Wow. We tested positive on a 99% accurate medical exam, yet we only have about a 9% chance of actually having the disease! Great news for the patient, but a head-scratcher for the math student. How can we understand this? Well, the key is to look back at that Total Probability calculation in equation 4.1. Remember that there were two ways to test positive: one where you had the disease, and one where you didn’t. Look at the contribution to the whole that each of those two probabilities produced. The first was .00099, and the second was .00999, over ten times higher. Why? Simply because the disease is so rare. Think about it: the test fails once every hundred times, but a random person only has the disease once every thousand times. If you test positive, it’s far more likely that the test screwed up than that you actually have the disease, which is rarer than blue moons.

Anyway, all the stuff about diseases and tests is a side note. The main point is that Bayes’ Theorem allows us to recast a search for Pr(\(X|Y\)) into a search for Pr(\(Y|X\)), which is often far easier to find numbers for.

One of many computer science applications of Bayes’ Theorem is in text mining. In this field, we computationally analyze the words in documents in order to automatically classify them or form summaries or conclusions about their contents. One goal might be to identify the true author of a document, given samples of the writing of various suspected authors. Consider the Federalist Papers, the group of highly influential \(18^{th}\) century essays that argued for ratifying the Constitution. These essays were jointly authored by Alexander Hamilton, James Madison, and John Jay, but it was uncertain for many years which of these authors wrote which specific essays.

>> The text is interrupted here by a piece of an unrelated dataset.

PR #3026, opened 2017-08-28
Fix #3024: repl alias in sbt and `dist/bin/dotr` not working

### LINKED ISSUE #3024: SBT alias `repl` references wrong `Main`
Usual ways as given in : http://dotty.epfl.ch/docs/contributing/getting-started.html
dotty.tools.dotc.repl.Main is not found anymore when using bin/dotr and repl task in sbt also no longer works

Suppose we’re interested in determining which of these three Founding Fathers actually wrote essay #84 in the collection. To do this, the logical approach is to find Pr(Hamilton\(|\)essay84), Pr(Madison\(|\)essay84), and Pr(Jay\(|\)essay84), and then choose the author with the highest probability. But how can we possibly find out Pr(Hamilton\(|\)essay84)? “Given that essay #84 has these words in this order, what’s the probability that Hamilton wrote it?" Impossible to know.

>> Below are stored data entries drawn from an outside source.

PR #3029, opened 2017-08-28
Fix flags for -optimise tests

nicolasstucki:


OlivierBlanvillain:
It would be nice to compile and run all the tests with -optimize like it was originally instead of this tiny subset, I will try to do that shortly.

LGTM

nicolasstucki:
@OlivierBlanvillain we should probably run them with and without `-optimise`.

PR #3032, opened 2017-08-29
Remove duplication from `UserFacingPrinter`

felixmulder:
@smarter: how far do we want to take this? Should I try to get rid of `UserFacingPrinter` completely?

I think there might be some things that won't print as expected if we do that. But I could try, anyway - up to you.


smarter:
I probably won't have time to review this week, you may want to ask someone else.

> how far do we want to take this? Should I try to get rid of UserFacingPrinter completely?

The less stuff we have the better it is I think, if a separate printer is needed for the REPL it needs to be well justified.

Also in https://github.com/lampepfl/dotty/pull/3032/commits/e331f87642a10e80db4cd931476bfd0ada92d9f3 you put `@smarter` in the commit message which means that everytime you re-push this commit I get an email, please avoid that :).

project/Build.scala
```diff
@@ -358,47 +359,6 @@ object Build {
...
-          case (beforeCp, Nil) => beforeCp ++ ("-classpath" :: classPath :: Nil)
-          case (beforeCp, rest) => beforeCp ++ rest
-        }
-
-        (runMain in Compile).toTask(
-          s" dotty.tools.repl.Main " + fullArgs.mkString(" ")
-        )
-      }.evaluated,
-
-      repl := run.evaluated,
```
smarter: Missing a definition `repl :=` in dotty-compiler now.

felixmulder: Fixed in #3026 :)

compiler/src/dotty/tools/dotc/printing/UserFacingPrinter.scala
```diff
@@ -0,0 +1,71 @@
+package dotty.tools.dotc
+package printing
+
+import core._
+import Constants.Constant, Contexts.Context, Denotations._, Flags._, Names._
+import NameOps._, StdNames._, Decorators._, Scopes.Scope, Types._, Texts._
+import SymDenotations.NoDenotation, Symbols.{ Symbol, ClassSymbol, defn }
+
+class UserFacingPrinter(_ctx: Context) extends RefinedPrinter(_ctx) {
```
OlivierBlanvillain: Do you use `_ctx` because `ctx` is already defined in `RefinedPrinter`?

OlivierBlanvillain:
It's great to have these things merged together, LGTM!

build.sbt
```diff
@@ -18,7 +18,6 @@ val `dotty-bench-bootstrapped` = Build.`dotty-bench-bootstrapped`
 val `scala-library` = Build.`scala-library`
 val `scala-compiler` = Build.`scala-compiler`
 val `scala-reflect` = Build.`scala-reflect`
-val `dotty-repl` = Build.`dotty-repl`
```
OlivierBlanvillain: Is it intentional to keep the `dotty-repl` project in Build.scala?

compiler/src/dotty/tools/dotc/printing/UserFacingPrinter.scala
felixmulder: Yes and that's what we do in RefinedPrinter when extending plain printer :)

build.sbt
felixmulder: Looks like an oversight when rebasing.

OlivierBlanvillain: (Remove it in #3044)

But with Bayes’ Theorem, we can restructure this in terms of Pr(essay84\(|\)Hamilton) instead. That’s a horse of a different color. We have lots of known samples of Hamilton’s writing (and Madison’s, and Jay’s), so we can ask, “given that Hamilton wrote an essay, what’s the probability that he would have chosen the words that appear in essay #84?" Perhaps essay #84 has a turn of phrase that is very characteristic of Hamilton, and contains certain vocabulary words that Madison never used elsewhere, and has fewer sentences per paragraph than is typical of Jay’s writing. If we can identify the relevant features of the essay and compare them to the writing styles of the candidates, we can use Bayes’ Theorem to estimate the relative probabilities that each of them would have produced that kind of essay. I’m glossing over a lot of details here, but this trick of exchanging one conditional probability for the other is the backbone of this whole technique.